To Jesse’s surprise, Virgil grinned and held out a hand for the pup to sniff.

She said, “This is the new addition to my family.”

Virgil gave her a sharp, assessing look, but he didn’t comment about her choice of words.

Setting the puppy in the box, Jesse slipped the daypack off her shoulder and tucked it under her chair. The puppy whined and tried to climb out of the box. As she wondered about the wisdom of distracting the puppy with treats—and teaching the pup that bad behavior would be rewarded—Virgil settled the matter by sitting on the floor next to the box. He picked up the pup and said, “See? You’re mom is right there.” Then he cuddled the puppy against his chest and said nothing when those sharp puppy teeth gnawed his hand.

Jesse dug out one of the bone-shaped treats. “Let her gnaw on that instead of your thumb.”

He took it and smiled as the pup settled in his lap with her treat.

He had been a father once, Jesse thought. The certainty of it made her heart hurt as she watched Virgil with the pup. She glanced at Kane, who had taken the seat next to Virgil and was also focused on the pup. And he had been an uncle. Their family is gone now, casualties of war.

Jana Paniccia came in and sat beside her. “Didn’t have time to shower. Sorry.”

Virgil leaned forward to see past Jesse’s knees. “Why sorry? You smell like the horse who is not meat. That is good.”

Fortunately neither woman had to respond to that because the Sanguinati arrived along with two young Intuit men.

“I have called this meeting because a request was made to expand the boundaries of the town to include one of the two full-size grocery stores in Bennett,” Tolya said. “Fagen and Zeke will present their proposals for us to consider.”

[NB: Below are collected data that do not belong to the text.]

PR #582, opened 2023-02-15
feat(js rules): add segment rule

elsapet:
## Description
Add JavsScript rule for Segment analytics library

Note: does not support segment loaded as a snippet between `<script>` tags in an HTML file e.g. https://segment.com/docs/connections/sources/catalog/libraries/website/javascript/quickstart/

Relates to #504 

## Checklist


pkg/commands/process/settings/rules/javascript/third_parties/segment.yml
```diff
@@ -0,0 +1,64 @@
...
+          - alias
+          - identify
+          - group
+          - page
+          - track
+auxiliary:
+  - id: javascript_third_parties_segment_module
+    patterns:
+      - |
+        require('@segment/analytics-node')
```
vjerci: in javascript all of these are valid, I would try to avoid require as it is a bit outdated way to import
```js
const segment = require('segment')
import segment from 'segment'
// this one is a bit unique as it takes only a part of exported object
import { createClient } from 'segment'
```

vjerci (approved):

pkg/commands/process/settings/rules/javascript/third_parties/segment.yml
elsapet: Agreed; I'll update it 🙏

PR #583, opened 2023-02-15
feat: ruby CWE-502 deserialization of user input

didroe:
## Description

Adds a Ruby rule for deserialization of user input using unsafe methods (ie. methods that can cause code execution). Part of CWE-502.

Rule severity and description TBD

## Checklist


pkg/commands/process/settings/rules/ruby/lang/deserialization_of_user_input.yml
```diff
@@ -0,0 +1,53 @@
...
+      - request
+      - cookies
+      - | # AWS lambda
+        def $<_>($<!>event:, context:)
+        end
+languages:
+  - ruby
+trigger: presence
+severity:
+  default: high # FIXME
```
elsapet, line 38: I'm curious, what is the FIXME for here?

elsapet (approved):

pkg/commands/process/settings/rules/ruby/lang/deserialization_of_user_input.yml
didroe: I don't know what the severity should be

PR #587, opened 2023-02-15
feat: ruby rule for CWE-94 eval using user input

didroe:
## Description

Adds a Ruby rule for CWE-94 when evaluating code using user input.

Rule severity and description TBD

## Checklist


pkg/commands/process/settings/rules/ruby/lang/eval_using_user_input.yml
```diff
@@ -0,0 +1,57 @@
...
+
+    TODO
+
+    ## Remediations
+    TODO
+    <!--
+    ## Resources
+    Coming soon.
+    -->
+  dsr_id: DSR-? # FIXME
```
gotbadger, line 56: field is optional so dont specify if it dosen't have one

didroe: are we dropping DSRs once we've added CWEs? I think it probably has an appropriate DSR but I just haven't added it yet.

elsapet (approved):

Issue #588, opened 2023-02-15
Improve rule testing


gotbadger:
Currently we run e2e for each rule for both dataflow and summary outputs. 

This is becoming increasingly slow as we add more rules and we've also added more test coverage for the language engine so we can be more confident about how most rules will behave.

Proposal:
- [x] profile current test setup and see where time is spent
  - This confimed what we suspected from https://github.com/Bearer/curio/issues/594
- [x] remove dataflow tests https://github.com/Bearer/curio/pull/589
- [x] reduce the number of full e2e tests to cover a handful of cases we think are most complex. https://github.com/Bearer/bearer/pull/621
- [x] introduce integration tests for each rule for the purpose of verification at detector level. https://github.com/Bearer/curio/pull/603

PR #589, opened 2023-02-15
chore: remove dataflow tests

vjerci:
## Description
This pr removes dataflow rules e2e tests as it is redundant test since we have summary tests.

## Related
https://github.com/Bearer/curio/issues/588

## Checklist


integration/rules/javascript_test.go
```diff
@@ -7,56 +7,26 @@ func TestJavascriptLangLoggerSummary(t *testing.T) {
...
 }
 
-func TestJavascriptLangLoggerDataflow(t *testing.T) {
-	t.Parallel()
-	runRulesTest("javascript/lang/logger", "dataflow", "javascript_lang_logger", t)
-}
-
 func TestJavascriptLangSessionSummary(t *testing.T) {
 	t.Parallel()
 	runRulesTest("javascript/lang/session", "summary", "javascript_session", t)
```
didroe, line 12: Can we remove the `"summary"` argument now?

didroe (approved):

integration/rules/javascript_test.go
vjerci: yeah definitely, was hoping to remove rule name too, 
however idea was to do it in another pass once tests are refractored.

elsapet (approved):

PR #592, opened 2023-02-15
docs: add CWE ids to rule metadata

### LINKED ISSUE #591: Add CWE to current rules
To make cross-referencing rules with known risk databases more useful, we're including the CWE IDs to match each rule as `cwe_id` in the metadata. This will gradually phase out the DSR ID.

It's worth noting that some rules match multiple CWEs, and not all CWEs map to OWASP rules.

- [ ] add CWE ids to Ruby rules
- [ ] add CWE ids to JS rules

markmichon:
## Description
Adds CWE ids to each rule. As some contain more than one, an array is used for the cwe_id key. 

## Related
- close #591 

## Checklist


pkg/commands/process/settings/rules/ruby/lang/file_generation.yml
```diff
@@ -71,4 +71,7 @@ metadata:
     Coming soon.
     -->
   dsr_id: DSR-4
+  cwe_id:
+    - 532
+    - 312
```
elsapet: Would this also cover CWE 313 "Cleartext Storage in a File or on Disk"?

pkg/commands/process/settings/rules/ruby/rails/default_encryption.yml
```diff
@@ -32,4 +32,6 @@ metadata:
     Coming soon.
     -->
   dsr_id: DSR-10
+  cwe_id:
+    - 313
```
elsapet: Is this also CWE 311 "Missing Encryption of Sensitive Data"?

Unrelatedly, to confirm my understanding, are we saying this is CWE 313 ("Cleartext Storage in a File or on Disk") rather than CWE 312 ("Cleartext Storage of Sensitive Information") because this case is strictly a SQL database thing?

integration/flags/.snapshots/TestReportFlagsShouldFail-invalid-context-flag
```diff
@@ -37,4 +37,5 @@ General Flags
 
 
 flag error: scan flag error: invalid context argument; supported values: health
+exit status 1
```
elsapet: Ah, you'll probably need to manually remove these `exit status 1` lines from the snapshots to get the integration tests passing here. 

It seems they're generated on local test runs but not by the CI - I'm not sure why but if anyone has an idea, please share 🙏

elsapet (approved):
Left some comments but overall looks good to me 👍

integration/flags/.snapshots/TestReportFlagsShouldFail-invalid-context-flag
cfabianski: I think if you run the integration tests with the binary (like what scripts/run_test does) it will do the right thing. If you do it with the `go run` command, it won’t

elsapet: Ahh the mystery is solved 🤩 Thanks @cfabianski I will try that on my next PR

pkg/commands/process/settings/rules/javascript/lang/session.yml
```diff
@@ -42,4 +42,6 @@ metadata:
     Coming soon.
     -->
   dsr_id: "DSR-5"
+  cwe_id:
+    - 315
```
didroe: It's not stored in a cookie. Maybe the more general parent [CWE-312](https://cwe.mitre.org/data/definitions/312.html) is more appropriate?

Fagen talked about how he and the people working with him would take responsibility for finding the food-processing plants that had survived the war. He explained how his group would also collect food from the houses and warehouse it to stock any small neighborhood stores, as well as the general store located on the town square.

Jesse wasn’t sure the Sanguinati appreciated the charts, but Fagen had thought through what his group wanted to do.

“The collection of food and distributing it is what you’ve been doing since arriving in Bennett,” Tolya said. “How is this different?”

“When we first came to Bennett, we came for the adventure and because we believed helping you secure the town would earn humans the right to have a place in the town’s future,” Fagen said. “We worked for room and board and, basically, spending money. And we worked for the town council—or you, as the mayor. But not everyone works for you now. You’ve got doctors and lawyers and dentists, and that’s a good thing. But those people will charge for their services, so those of us who are staying need to earn our own living because you need to pay the folks who are actually working for the town, like you and the sheriff and his deputies. Like the people who are needed to collect garbage and maintain the streets in summer and winter.”

“We will consider what you have said,” Tolya said.

Zeke’s proposal was much the same as Fagen’s, only Zeke and his group wanted to be the salvage business that cleared out houses. More charts explained how each house would have careful documentation so that jewelry would be taken to Kelley Burch for assessment and private papers would be packed up for the lawyers to review in an attempt to find any heirs who might have lived elsewhere and survived. Zeke’s group had information about a few towns—most of those places being no more than a handful of buildings—that, most likely, had been resettled by terra indigene. Part of the salvage business would be to drive out to those places with a van packed with goods that the Others might find useful: human clothes, books, games, canned goods that could tide someone over if the hunting was lean.